■ What you should do: Search the records for the word "theme". Copy every line where it appears.

Stored records:
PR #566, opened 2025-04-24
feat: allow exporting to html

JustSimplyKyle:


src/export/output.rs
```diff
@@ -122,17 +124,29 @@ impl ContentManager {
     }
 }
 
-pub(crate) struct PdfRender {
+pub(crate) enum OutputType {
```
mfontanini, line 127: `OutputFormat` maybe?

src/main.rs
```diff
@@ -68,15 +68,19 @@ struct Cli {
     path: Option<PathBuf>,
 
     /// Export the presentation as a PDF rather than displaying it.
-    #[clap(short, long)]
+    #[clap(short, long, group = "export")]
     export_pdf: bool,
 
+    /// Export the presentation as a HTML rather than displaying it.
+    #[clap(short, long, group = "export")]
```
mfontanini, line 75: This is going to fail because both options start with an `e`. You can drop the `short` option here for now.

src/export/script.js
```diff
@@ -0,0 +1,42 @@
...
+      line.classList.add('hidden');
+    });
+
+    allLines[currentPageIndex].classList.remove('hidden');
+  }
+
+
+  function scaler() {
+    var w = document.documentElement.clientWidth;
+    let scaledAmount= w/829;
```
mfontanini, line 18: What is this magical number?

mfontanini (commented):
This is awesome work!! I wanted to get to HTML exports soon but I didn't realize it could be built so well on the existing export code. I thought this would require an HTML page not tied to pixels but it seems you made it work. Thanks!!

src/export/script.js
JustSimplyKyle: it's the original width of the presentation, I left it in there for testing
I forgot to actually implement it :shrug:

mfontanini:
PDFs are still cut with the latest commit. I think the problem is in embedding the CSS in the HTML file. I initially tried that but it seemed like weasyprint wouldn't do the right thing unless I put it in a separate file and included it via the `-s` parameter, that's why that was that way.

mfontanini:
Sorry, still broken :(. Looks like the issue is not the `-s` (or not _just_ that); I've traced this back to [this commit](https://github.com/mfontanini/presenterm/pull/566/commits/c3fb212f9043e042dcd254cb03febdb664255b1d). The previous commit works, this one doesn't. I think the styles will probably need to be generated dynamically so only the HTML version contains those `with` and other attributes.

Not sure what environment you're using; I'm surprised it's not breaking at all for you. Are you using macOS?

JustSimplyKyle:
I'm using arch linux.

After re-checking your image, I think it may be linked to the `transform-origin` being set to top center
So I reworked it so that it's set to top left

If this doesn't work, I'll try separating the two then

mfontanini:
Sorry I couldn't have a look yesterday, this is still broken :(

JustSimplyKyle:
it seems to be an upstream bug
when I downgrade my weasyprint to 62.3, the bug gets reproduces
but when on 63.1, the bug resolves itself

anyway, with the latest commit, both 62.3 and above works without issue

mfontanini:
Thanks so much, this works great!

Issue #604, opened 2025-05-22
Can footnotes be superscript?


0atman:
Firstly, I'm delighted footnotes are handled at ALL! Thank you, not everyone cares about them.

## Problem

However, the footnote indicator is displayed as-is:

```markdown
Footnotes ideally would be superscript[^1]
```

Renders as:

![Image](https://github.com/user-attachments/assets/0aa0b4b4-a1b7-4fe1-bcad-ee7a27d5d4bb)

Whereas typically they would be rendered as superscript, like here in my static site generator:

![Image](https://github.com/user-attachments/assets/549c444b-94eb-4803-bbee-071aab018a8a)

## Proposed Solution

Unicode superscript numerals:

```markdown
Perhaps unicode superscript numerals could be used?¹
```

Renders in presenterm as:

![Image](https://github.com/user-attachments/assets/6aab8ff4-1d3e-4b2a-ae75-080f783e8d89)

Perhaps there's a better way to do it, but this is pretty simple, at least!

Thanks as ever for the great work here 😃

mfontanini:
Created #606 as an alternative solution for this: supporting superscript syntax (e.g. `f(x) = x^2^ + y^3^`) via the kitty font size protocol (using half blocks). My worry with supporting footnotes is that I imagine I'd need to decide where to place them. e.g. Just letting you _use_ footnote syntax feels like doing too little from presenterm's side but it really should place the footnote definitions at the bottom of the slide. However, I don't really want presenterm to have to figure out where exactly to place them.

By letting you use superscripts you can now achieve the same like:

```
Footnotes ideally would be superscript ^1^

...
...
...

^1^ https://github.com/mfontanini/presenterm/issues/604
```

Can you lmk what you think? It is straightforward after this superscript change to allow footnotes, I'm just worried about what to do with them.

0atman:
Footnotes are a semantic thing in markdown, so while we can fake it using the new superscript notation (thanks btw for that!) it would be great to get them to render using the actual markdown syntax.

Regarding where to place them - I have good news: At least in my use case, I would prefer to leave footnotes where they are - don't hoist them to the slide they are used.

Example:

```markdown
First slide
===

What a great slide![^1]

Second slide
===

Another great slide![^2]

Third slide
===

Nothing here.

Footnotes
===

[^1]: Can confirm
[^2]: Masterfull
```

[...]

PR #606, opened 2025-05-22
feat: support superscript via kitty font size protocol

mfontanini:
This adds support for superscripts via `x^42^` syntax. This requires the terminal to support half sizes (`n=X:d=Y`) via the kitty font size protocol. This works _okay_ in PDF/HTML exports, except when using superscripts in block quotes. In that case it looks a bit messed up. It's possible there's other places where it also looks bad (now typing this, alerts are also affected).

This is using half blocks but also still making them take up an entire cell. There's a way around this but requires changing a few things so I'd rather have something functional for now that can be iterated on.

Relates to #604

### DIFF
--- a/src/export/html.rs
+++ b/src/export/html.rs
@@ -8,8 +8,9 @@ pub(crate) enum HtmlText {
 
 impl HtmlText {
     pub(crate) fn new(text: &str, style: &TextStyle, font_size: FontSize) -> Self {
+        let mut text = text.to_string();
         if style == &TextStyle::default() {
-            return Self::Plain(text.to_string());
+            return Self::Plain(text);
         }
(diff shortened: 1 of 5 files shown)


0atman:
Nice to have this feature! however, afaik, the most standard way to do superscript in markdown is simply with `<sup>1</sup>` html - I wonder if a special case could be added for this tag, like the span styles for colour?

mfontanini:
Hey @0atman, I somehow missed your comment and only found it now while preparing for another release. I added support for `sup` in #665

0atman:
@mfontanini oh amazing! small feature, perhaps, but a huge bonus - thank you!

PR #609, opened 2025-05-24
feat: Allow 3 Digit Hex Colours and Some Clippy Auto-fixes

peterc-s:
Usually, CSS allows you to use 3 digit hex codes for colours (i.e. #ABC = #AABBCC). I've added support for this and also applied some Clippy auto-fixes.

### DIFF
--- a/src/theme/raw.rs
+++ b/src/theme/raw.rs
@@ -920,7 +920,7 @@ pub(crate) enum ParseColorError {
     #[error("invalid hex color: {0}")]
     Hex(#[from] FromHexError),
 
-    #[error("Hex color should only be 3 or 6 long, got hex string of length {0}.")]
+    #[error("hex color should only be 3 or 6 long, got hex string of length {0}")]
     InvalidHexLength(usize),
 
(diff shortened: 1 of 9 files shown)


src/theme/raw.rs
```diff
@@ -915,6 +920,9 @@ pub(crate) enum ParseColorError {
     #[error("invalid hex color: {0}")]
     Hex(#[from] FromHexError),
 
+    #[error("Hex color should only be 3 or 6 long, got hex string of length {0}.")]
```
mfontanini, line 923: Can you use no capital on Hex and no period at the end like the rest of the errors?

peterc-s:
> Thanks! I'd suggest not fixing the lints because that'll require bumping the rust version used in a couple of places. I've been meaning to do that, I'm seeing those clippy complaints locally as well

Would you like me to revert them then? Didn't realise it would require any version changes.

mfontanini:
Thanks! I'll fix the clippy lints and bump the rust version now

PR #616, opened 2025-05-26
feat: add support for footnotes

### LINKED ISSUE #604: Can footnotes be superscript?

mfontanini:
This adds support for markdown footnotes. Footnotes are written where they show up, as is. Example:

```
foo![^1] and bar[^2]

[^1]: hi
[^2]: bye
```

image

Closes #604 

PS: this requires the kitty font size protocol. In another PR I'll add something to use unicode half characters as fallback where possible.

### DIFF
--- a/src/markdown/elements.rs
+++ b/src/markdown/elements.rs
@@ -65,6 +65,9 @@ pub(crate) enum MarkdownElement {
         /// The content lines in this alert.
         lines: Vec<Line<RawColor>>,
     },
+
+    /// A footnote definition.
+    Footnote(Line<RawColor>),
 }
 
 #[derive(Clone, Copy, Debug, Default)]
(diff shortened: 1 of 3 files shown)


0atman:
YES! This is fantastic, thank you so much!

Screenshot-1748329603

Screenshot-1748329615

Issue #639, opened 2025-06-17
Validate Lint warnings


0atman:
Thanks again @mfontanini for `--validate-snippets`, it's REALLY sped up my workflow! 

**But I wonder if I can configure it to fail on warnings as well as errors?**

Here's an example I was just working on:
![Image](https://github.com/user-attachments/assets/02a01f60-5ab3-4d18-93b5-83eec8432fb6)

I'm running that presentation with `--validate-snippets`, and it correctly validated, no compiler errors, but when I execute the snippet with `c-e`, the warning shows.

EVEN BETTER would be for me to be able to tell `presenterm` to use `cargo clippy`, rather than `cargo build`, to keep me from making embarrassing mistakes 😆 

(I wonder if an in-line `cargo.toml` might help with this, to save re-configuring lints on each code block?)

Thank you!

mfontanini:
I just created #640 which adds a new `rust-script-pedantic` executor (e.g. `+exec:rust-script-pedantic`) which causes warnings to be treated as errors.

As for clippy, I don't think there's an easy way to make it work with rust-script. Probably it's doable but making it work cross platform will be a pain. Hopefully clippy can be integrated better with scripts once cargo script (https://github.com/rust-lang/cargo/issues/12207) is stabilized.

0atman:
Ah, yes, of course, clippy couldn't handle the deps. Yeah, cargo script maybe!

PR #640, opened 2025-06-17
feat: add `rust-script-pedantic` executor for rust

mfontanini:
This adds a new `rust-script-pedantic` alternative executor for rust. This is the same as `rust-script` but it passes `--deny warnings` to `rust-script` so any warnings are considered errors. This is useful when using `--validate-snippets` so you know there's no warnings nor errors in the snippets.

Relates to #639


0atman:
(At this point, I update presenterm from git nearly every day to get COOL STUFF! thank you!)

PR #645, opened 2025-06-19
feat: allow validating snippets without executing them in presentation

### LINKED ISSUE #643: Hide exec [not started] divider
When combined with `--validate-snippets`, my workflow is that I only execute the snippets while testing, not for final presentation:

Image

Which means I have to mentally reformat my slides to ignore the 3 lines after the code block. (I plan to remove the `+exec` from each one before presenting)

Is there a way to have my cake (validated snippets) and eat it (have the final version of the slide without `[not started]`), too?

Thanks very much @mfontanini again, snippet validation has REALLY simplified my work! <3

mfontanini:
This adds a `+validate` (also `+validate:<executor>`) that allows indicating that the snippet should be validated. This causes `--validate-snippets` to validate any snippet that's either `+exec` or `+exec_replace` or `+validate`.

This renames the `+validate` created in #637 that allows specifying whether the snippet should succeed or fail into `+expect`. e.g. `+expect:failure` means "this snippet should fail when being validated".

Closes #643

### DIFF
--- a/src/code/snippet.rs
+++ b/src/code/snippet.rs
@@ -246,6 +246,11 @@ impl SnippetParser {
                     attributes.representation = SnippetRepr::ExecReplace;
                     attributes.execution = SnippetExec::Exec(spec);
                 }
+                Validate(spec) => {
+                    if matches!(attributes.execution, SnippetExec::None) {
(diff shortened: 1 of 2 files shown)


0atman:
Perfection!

■ Answer section:
--- a/src/theme/raw.rs
+++ b/src/theme/raw.rs
src/theme/raw.rs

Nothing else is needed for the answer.